[Input]
Start of Block
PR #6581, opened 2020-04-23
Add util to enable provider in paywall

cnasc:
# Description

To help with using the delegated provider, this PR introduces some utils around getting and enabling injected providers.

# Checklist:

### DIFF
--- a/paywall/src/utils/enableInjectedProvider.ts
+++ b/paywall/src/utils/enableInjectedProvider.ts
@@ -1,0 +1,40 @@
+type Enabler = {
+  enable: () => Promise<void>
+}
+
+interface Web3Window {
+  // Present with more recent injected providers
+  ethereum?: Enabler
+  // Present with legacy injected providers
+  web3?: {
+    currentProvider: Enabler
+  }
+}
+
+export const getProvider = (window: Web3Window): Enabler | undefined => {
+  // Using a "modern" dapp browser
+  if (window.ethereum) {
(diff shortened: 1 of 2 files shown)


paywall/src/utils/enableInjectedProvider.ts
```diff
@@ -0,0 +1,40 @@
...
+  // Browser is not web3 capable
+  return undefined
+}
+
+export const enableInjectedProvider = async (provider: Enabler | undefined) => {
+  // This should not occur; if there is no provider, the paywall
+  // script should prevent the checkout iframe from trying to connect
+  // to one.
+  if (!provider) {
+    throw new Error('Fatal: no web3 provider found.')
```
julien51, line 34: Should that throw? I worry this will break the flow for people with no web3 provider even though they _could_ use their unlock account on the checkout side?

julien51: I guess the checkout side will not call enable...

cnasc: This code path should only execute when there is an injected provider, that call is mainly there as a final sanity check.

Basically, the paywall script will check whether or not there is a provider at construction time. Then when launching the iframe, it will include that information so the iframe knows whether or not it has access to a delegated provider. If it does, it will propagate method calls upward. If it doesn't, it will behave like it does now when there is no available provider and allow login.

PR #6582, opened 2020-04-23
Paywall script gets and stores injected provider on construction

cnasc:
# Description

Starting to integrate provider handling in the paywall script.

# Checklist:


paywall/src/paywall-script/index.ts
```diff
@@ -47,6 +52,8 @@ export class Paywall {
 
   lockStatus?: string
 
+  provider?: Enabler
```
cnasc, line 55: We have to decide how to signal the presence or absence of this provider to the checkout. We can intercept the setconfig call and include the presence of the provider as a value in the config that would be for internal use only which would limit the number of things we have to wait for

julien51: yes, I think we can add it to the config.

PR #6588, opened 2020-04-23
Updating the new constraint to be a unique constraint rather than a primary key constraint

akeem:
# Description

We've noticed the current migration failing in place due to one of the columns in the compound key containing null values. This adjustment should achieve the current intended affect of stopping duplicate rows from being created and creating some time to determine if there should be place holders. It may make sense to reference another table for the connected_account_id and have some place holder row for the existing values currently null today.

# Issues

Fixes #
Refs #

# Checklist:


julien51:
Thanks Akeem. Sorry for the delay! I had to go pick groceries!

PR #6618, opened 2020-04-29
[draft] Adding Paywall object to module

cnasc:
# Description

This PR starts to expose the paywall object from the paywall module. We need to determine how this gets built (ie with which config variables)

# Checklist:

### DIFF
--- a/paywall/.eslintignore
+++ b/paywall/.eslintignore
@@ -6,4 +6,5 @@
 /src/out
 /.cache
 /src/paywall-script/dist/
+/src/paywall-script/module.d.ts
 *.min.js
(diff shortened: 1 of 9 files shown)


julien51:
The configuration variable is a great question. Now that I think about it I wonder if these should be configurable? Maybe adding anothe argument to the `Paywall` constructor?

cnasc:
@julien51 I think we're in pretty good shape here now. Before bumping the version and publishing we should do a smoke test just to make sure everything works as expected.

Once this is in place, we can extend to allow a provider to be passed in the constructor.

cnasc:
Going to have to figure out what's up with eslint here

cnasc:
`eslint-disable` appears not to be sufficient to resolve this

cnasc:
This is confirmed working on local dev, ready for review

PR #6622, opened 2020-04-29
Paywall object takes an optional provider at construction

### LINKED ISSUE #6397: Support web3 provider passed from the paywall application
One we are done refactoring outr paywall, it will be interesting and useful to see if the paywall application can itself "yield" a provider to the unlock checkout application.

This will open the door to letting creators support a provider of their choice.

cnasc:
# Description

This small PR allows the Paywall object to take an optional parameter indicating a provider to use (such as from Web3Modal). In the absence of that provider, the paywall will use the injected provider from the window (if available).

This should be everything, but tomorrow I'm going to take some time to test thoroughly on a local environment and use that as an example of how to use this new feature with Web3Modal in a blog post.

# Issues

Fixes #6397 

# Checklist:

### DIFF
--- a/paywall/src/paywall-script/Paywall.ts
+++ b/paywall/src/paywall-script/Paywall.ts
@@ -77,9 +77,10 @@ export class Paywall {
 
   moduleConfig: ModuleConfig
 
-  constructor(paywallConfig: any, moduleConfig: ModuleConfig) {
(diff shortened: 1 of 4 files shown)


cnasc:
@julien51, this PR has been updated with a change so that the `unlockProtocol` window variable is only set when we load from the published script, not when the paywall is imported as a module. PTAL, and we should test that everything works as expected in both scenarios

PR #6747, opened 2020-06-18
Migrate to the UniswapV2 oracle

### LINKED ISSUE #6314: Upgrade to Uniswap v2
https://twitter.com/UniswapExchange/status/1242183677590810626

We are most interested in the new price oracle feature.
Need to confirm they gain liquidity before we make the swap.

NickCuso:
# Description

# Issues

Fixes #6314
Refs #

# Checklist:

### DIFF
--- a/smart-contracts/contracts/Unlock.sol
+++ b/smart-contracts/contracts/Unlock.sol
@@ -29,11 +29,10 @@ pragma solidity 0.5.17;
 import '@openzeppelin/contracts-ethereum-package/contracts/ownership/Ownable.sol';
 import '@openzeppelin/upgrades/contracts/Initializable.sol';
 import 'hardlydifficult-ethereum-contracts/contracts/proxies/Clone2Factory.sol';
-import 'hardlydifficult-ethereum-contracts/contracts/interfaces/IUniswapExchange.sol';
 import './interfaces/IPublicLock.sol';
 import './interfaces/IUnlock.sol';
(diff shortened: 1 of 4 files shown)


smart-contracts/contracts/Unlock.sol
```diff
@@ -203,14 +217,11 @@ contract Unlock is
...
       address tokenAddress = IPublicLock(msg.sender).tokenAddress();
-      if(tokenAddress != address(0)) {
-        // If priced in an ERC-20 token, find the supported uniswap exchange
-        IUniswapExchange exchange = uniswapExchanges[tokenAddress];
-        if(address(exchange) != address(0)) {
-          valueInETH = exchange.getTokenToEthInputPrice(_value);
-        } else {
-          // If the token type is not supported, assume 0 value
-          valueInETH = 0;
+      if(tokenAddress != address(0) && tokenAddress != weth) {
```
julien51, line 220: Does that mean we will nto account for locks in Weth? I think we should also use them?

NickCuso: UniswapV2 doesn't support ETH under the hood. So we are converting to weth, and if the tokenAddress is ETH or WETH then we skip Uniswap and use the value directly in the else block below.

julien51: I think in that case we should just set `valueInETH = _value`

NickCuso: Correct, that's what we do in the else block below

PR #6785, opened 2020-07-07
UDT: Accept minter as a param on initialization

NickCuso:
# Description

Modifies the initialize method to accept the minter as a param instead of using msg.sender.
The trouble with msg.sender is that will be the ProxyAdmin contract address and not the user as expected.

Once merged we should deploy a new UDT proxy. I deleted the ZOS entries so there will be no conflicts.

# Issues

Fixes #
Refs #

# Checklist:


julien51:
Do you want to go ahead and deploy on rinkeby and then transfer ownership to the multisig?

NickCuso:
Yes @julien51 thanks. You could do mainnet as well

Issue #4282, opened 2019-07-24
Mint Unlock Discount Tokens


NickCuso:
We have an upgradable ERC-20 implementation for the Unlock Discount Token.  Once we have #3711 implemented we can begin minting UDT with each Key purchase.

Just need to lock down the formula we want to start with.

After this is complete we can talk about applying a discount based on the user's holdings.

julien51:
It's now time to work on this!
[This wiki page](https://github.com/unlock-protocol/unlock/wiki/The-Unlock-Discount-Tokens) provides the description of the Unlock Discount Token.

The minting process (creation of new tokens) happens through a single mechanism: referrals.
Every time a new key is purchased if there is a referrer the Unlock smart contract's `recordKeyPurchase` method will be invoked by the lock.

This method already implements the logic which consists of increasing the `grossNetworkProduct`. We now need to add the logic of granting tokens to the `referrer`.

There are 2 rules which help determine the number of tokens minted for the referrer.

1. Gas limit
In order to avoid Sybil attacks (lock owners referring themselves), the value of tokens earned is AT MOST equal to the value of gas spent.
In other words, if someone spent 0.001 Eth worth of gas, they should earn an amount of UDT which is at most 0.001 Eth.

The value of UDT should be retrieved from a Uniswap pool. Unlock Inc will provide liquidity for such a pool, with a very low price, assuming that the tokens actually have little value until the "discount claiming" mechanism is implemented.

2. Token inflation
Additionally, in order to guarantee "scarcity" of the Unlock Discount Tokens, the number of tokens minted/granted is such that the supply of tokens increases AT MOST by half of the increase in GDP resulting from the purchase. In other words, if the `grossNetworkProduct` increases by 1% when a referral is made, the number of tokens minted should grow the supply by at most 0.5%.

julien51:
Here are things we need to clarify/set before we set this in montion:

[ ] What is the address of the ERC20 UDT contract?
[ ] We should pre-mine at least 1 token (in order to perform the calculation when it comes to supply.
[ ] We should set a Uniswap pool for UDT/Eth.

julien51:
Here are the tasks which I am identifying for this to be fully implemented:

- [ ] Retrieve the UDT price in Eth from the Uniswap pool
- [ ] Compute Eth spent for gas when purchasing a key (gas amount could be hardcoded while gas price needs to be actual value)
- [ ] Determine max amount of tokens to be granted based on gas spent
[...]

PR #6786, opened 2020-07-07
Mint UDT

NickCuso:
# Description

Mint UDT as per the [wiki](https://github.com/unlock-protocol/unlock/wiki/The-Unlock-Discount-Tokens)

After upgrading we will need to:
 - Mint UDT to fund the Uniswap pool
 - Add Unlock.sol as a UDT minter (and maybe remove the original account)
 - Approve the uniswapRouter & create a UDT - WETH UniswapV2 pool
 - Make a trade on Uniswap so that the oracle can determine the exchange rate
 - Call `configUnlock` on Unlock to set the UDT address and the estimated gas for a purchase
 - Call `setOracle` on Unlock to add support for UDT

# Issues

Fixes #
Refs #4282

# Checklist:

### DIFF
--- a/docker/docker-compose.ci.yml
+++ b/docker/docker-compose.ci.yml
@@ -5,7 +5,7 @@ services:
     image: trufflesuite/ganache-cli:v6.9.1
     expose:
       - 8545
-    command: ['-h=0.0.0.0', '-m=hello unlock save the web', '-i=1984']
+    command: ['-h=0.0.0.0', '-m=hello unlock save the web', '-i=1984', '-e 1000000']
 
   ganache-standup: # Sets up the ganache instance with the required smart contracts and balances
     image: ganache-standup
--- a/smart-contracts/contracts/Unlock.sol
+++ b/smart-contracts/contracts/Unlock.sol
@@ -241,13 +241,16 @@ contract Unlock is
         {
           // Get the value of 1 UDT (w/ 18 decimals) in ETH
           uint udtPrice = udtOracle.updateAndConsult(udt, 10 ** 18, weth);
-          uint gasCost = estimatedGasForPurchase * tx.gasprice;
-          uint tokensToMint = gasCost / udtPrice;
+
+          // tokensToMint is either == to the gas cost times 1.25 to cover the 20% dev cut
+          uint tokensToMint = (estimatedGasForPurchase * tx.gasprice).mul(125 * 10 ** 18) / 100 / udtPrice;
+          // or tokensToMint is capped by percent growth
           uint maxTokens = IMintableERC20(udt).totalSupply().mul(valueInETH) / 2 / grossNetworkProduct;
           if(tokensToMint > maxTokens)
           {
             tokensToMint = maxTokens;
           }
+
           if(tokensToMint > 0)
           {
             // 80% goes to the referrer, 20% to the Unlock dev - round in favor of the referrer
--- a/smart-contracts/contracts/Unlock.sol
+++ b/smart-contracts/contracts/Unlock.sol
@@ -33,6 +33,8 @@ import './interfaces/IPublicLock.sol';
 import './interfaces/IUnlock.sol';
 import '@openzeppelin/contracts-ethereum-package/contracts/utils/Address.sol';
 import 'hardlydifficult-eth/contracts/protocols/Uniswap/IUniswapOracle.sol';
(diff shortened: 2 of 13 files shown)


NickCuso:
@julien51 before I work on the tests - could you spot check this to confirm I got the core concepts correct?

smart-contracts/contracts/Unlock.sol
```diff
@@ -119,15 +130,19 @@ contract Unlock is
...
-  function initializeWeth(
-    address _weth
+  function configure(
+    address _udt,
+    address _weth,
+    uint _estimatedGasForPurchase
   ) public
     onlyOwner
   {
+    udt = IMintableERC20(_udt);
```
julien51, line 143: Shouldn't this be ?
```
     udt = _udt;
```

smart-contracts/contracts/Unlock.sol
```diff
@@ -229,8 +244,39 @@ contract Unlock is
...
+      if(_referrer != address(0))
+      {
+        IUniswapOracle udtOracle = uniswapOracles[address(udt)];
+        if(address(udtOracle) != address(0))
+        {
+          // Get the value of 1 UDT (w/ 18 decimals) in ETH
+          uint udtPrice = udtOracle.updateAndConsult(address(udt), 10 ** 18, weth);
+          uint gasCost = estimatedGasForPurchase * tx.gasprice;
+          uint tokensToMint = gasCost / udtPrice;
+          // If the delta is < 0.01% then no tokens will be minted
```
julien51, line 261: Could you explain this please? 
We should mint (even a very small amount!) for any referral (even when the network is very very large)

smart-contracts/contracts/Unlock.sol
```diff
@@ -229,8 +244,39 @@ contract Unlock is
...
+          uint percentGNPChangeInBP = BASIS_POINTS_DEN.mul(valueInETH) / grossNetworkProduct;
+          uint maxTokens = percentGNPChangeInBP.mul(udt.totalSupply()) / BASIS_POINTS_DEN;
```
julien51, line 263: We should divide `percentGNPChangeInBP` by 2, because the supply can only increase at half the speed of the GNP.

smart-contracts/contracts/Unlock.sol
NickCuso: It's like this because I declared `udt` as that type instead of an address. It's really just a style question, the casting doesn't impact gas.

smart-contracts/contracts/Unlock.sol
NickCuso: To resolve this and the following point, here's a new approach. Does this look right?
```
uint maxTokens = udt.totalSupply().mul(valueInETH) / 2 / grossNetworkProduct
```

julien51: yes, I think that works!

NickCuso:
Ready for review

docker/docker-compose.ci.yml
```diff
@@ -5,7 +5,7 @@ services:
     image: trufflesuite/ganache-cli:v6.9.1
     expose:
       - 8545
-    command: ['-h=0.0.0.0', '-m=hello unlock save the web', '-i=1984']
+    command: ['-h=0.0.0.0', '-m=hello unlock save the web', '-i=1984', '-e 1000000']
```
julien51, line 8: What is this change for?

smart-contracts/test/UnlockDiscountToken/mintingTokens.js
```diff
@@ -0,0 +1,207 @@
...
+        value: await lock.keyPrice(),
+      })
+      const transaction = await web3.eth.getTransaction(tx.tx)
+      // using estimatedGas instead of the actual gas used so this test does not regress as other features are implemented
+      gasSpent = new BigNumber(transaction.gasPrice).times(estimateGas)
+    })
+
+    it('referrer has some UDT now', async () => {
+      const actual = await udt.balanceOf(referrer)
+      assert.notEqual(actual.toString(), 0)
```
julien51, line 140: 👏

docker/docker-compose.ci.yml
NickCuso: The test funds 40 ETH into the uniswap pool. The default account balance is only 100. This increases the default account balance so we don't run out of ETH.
End of Block
[Task to complete] Give every line of the material that includes the string "user".

[Result for this exercise]
The trouble with msg.sender is that will be the ProxyAdmin contract address and not the user as expected.
After this is complete we can talk about applying a discount based on the user's holdings.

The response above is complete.